### Collected data:
PR #296, opened 2019-02-27
Fixes, new views and helpers for Container entity

abalakh:
Test results in https://github.com/SatelliteQE/robottelo/pull/6773#issue-256759373

### DIFF
--- a/airgun/entities/container.py
+++ b/airgun/entities/container.py
@@ -39,6 +39,7 @@ class ContainerEntity(BaseEntity):
         else:
             raise ValueError(
                 'Wrong `power` value passed. Supported values are True/False/"On"/"Off"')
+        # workaround for BZ1683348
         view.flash.assert_no_error(
             ignore_messages=['Error - wrong number of arguments (given 1, expected 0)'])
         view.flash.dismiss()
--- a/airgun/entities/container.py
+++ b/airgun/entities/container.py
@@ -1,7 +1,7 @@
 from navmazing import NavigateToSibling
 from airgun.entities.base import BaseEntity
 from airgun.navigation import NavigateStep, navigator
-from airgun.views.container import ContainerCreateView, ContainerView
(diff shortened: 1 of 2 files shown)


airgun/entities/container.py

### ACTIVITY:
Every record above needs to be copied exactly.

### SOLUTION TO THIS EXERCISE:
PR #296, opened 2019-02-27
Fixes, new views and helpers for Container entity

abalakh:
Test results in https://github.com/SatelliteQE/robottelo/pull/6773#issue-256759373

### DIFF
--- a/airgun/entities/container.py
+++ b/airgun/entities/container.py
@@ -39,6 +39,7 @@ class ContainerEntity(BaseEntity):
         else:
             raise ValueError(
                 'Wrong `power` value passed. Supported values are True/False/"On"/"Off"')
+        # workaround for BZ1683348
         view.flash.assert_no_error(
             ignore_messages=['Error - wrong number of arguments (given 1, expected 0)'])
         view.flash.dismiss()
--- a/airgun/entities/container.py
+++ b/airgun/entities/container.py
@@ -1,7 +1,7 @@
 from navmazing import NavigateToSibling
 from airgun.entities.base import BaseEntity
 from airgun.navigation import NavigateStep, navigator
-from airgun.views.container import ContainerCreateView, ContainerView
(diff shortened: 1 of 2 files shown)


airgun/entities/container.py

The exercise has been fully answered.